The task → Look through the lines below; wherever the word "because" appears, copy that line.

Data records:
-------------------------
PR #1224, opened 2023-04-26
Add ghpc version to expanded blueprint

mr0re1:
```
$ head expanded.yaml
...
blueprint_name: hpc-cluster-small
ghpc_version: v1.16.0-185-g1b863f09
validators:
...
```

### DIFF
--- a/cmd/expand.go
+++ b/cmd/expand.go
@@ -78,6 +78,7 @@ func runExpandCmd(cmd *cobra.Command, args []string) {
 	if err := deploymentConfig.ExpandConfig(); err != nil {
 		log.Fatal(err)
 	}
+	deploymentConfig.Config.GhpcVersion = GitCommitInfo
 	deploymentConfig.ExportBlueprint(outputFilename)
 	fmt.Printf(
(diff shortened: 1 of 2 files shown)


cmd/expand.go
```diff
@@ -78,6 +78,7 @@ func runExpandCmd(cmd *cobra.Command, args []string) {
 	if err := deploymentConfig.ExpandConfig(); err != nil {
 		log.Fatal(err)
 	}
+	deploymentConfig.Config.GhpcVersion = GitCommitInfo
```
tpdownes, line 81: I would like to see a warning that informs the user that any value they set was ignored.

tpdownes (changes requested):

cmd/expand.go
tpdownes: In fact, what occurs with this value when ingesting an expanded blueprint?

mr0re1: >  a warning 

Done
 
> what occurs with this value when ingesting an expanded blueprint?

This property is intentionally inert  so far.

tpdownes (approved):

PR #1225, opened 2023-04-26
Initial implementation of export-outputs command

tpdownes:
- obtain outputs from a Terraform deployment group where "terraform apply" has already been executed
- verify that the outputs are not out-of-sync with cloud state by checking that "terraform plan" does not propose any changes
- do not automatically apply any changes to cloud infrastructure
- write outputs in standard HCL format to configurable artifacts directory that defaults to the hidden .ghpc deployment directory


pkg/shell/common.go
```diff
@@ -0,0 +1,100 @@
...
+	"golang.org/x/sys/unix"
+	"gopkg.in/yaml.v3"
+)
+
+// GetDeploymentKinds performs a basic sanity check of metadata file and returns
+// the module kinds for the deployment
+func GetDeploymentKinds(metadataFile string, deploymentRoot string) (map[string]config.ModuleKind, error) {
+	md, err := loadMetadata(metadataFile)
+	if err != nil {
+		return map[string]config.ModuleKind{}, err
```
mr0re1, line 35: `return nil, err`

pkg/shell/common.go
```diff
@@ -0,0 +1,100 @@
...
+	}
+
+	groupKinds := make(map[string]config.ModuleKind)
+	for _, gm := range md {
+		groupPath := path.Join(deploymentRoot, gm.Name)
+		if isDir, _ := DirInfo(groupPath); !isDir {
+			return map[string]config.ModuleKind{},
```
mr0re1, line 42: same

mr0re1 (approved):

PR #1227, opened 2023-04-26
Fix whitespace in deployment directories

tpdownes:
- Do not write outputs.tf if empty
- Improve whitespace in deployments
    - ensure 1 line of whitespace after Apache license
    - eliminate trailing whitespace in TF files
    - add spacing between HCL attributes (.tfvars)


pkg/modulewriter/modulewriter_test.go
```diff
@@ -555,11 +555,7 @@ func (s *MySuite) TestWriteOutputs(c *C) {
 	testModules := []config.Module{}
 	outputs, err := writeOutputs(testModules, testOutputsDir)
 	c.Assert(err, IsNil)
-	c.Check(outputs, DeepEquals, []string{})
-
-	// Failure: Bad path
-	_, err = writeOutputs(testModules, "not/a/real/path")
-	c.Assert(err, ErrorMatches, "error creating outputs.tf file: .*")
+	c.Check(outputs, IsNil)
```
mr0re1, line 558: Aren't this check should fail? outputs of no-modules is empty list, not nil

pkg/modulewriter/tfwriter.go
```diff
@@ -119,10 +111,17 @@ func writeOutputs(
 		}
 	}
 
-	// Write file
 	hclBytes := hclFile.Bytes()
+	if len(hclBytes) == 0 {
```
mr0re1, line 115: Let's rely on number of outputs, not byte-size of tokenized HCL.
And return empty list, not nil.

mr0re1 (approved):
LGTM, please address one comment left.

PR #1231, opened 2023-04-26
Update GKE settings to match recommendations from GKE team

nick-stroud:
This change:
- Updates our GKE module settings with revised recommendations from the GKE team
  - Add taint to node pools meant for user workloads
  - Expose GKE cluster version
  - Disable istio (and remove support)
-------------------------
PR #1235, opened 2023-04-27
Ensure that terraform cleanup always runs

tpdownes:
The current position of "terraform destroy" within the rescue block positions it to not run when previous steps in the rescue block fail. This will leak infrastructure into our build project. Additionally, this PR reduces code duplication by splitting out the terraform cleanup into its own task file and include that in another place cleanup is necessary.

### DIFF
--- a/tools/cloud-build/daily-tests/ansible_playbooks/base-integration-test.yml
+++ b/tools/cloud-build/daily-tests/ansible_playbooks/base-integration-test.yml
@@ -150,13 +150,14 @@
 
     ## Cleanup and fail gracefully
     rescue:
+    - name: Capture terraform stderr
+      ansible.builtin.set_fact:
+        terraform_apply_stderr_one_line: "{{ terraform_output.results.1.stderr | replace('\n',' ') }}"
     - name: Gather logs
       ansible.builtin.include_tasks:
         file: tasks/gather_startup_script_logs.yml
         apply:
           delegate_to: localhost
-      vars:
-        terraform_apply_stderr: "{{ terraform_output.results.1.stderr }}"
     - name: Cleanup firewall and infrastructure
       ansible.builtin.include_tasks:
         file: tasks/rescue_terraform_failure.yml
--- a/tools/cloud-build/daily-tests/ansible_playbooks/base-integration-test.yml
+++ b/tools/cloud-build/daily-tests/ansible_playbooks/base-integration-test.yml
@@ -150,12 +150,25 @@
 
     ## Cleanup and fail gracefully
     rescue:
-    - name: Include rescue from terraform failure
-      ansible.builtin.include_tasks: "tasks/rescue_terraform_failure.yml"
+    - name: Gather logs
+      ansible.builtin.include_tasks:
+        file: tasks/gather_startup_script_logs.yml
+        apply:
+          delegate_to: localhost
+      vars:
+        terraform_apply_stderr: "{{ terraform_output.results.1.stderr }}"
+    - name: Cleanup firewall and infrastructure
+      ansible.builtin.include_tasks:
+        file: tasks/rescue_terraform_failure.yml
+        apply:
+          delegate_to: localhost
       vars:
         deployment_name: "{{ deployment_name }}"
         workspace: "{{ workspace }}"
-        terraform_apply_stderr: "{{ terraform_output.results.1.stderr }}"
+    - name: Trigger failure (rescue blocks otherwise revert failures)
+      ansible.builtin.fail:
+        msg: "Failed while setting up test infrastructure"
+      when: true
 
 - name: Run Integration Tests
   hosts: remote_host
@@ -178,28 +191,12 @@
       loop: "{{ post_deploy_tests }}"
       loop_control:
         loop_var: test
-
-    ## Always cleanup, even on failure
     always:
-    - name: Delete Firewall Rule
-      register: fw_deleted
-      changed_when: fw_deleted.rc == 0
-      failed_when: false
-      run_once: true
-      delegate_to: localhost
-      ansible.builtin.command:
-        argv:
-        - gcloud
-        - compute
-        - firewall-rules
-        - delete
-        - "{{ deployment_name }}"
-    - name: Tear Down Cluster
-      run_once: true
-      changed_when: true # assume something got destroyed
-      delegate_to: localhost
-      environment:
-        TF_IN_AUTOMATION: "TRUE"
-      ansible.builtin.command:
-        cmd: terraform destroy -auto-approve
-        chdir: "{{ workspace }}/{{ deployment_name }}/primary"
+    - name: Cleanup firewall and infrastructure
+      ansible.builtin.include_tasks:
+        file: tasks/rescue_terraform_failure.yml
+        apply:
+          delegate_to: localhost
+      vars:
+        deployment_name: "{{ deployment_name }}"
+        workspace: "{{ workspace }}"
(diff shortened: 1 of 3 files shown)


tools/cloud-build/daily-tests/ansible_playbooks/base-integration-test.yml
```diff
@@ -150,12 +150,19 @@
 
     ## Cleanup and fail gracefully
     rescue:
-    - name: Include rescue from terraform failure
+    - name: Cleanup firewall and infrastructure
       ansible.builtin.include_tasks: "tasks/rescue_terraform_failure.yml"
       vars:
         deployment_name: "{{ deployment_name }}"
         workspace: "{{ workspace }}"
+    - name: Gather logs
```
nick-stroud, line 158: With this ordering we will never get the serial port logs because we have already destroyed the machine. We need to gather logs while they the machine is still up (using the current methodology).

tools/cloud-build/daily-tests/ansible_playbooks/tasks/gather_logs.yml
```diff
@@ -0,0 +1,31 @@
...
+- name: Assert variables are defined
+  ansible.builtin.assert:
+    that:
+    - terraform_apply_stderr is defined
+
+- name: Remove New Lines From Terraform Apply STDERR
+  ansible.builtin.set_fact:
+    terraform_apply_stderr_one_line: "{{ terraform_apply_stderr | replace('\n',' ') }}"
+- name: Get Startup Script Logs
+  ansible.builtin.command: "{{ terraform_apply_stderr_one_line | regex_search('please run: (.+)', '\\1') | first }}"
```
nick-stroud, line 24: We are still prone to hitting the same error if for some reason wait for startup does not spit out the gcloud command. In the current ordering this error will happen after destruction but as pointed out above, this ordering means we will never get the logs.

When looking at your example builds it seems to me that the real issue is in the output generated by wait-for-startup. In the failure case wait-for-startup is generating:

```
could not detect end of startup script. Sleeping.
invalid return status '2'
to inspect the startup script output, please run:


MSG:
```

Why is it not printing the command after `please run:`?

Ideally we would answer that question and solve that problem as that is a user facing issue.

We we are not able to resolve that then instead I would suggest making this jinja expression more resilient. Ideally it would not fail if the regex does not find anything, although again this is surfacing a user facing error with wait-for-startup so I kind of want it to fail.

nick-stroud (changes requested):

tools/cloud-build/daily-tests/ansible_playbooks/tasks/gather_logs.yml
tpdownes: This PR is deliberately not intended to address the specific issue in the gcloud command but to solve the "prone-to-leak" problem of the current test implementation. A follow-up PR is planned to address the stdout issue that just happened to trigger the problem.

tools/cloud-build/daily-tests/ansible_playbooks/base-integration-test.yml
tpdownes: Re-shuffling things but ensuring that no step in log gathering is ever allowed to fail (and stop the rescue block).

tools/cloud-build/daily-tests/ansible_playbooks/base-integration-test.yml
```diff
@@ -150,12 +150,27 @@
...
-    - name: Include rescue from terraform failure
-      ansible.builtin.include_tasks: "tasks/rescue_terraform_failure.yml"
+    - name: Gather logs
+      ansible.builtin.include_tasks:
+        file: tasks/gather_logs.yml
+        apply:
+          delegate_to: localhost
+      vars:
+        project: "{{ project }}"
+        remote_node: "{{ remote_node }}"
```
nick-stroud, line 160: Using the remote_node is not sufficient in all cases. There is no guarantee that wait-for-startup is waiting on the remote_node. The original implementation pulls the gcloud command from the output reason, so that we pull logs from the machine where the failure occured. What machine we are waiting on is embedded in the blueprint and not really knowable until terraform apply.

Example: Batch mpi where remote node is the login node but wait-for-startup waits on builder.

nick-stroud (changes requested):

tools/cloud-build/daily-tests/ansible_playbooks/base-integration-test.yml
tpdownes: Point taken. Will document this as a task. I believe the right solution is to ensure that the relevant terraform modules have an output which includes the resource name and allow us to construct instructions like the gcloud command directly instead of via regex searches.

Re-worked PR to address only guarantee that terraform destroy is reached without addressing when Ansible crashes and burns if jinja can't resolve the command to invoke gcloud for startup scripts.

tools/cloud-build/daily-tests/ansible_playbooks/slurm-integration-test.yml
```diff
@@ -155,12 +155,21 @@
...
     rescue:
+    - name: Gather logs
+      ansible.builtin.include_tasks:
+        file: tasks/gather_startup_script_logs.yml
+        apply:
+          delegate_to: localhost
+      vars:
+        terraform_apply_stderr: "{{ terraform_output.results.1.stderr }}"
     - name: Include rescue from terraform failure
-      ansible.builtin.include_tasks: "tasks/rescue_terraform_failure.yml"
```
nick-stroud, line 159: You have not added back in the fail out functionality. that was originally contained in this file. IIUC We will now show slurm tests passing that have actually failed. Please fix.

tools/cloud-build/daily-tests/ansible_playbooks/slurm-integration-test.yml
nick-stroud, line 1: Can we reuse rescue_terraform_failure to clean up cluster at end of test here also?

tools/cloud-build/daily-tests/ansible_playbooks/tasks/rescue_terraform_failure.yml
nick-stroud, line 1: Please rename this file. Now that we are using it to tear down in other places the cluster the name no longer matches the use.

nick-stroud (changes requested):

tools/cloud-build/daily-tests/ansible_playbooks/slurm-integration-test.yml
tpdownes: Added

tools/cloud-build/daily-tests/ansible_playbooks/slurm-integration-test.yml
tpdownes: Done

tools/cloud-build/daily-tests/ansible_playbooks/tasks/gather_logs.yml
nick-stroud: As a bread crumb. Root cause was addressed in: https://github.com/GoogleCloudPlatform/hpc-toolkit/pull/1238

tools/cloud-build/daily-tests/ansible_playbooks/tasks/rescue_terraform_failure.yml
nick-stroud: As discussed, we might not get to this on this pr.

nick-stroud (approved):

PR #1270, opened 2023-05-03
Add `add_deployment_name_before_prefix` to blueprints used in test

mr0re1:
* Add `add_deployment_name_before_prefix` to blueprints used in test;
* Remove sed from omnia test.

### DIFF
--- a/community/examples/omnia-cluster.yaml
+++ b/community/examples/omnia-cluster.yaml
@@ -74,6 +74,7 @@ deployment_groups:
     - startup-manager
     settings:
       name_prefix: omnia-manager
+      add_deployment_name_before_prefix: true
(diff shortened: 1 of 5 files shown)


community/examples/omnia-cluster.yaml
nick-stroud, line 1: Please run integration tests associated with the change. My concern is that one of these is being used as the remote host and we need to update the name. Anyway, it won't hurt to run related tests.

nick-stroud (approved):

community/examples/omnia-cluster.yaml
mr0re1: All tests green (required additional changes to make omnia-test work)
-------------------------
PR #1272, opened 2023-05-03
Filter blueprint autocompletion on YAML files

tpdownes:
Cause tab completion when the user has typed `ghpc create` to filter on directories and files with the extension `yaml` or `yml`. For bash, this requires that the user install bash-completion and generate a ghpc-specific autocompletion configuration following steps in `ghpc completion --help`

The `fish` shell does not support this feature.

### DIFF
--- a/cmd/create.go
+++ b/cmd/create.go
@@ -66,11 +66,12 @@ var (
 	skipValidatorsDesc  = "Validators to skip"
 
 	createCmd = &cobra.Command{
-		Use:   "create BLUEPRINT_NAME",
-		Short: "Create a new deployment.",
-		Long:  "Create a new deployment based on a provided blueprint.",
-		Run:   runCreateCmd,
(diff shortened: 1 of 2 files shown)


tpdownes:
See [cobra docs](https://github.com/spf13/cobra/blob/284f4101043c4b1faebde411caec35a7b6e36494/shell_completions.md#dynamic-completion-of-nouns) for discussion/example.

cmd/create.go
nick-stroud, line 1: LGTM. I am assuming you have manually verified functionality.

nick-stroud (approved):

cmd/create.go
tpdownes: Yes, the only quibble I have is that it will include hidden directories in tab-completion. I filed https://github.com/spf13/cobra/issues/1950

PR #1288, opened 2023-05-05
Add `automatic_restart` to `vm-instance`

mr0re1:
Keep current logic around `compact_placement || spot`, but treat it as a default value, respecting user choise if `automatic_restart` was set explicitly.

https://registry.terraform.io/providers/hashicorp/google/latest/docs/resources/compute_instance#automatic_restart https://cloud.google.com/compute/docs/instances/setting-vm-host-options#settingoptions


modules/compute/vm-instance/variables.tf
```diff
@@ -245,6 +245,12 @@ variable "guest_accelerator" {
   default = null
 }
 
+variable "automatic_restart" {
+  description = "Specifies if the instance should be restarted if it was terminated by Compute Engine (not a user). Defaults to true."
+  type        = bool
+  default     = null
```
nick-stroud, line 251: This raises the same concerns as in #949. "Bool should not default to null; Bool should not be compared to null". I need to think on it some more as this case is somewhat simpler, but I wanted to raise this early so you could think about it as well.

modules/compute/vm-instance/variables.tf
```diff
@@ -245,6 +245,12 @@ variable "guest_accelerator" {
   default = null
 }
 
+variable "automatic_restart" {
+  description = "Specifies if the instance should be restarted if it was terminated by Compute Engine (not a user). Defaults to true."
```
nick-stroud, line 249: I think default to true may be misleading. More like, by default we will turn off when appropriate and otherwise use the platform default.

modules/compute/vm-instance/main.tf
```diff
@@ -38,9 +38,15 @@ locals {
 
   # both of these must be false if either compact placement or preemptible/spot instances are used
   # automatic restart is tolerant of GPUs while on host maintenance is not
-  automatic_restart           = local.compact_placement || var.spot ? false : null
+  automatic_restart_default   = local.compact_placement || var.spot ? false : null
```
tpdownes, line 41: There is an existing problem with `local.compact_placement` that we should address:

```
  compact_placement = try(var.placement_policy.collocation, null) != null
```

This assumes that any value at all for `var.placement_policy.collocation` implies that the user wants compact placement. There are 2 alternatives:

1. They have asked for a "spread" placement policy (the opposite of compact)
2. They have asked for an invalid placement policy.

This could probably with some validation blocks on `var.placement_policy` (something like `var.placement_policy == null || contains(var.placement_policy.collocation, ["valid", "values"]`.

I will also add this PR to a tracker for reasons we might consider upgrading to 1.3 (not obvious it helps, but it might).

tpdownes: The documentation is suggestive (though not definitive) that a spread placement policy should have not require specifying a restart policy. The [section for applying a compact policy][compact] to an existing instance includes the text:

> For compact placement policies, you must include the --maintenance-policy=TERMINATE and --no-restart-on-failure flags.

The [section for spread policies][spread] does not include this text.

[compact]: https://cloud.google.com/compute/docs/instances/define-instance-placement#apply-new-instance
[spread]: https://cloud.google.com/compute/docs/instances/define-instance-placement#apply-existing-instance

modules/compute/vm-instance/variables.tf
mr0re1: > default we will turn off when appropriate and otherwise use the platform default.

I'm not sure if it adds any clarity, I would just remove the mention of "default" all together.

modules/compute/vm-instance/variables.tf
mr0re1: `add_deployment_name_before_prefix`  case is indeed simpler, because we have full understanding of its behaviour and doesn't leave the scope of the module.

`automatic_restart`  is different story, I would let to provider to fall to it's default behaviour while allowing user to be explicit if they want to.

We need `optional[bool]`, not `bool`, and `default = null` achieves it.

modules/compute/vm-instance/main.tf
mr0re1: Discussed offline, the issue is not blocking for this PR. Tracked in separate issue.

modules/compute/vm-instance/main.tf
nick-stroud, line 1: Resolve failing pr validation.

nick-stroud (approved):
-------------------------
Exercise solution →
nick-stroud, line 158: With this ordering we will never get the serial port logs because we have already destroyed the machine. We need to gather logs while they the machine is still up (using the current methodology).
mr0re1: `add_deployment_name_before_prefix`  case is indeed simpler, because we have full understanding of its behaviour and doesn't leave the scope of the module.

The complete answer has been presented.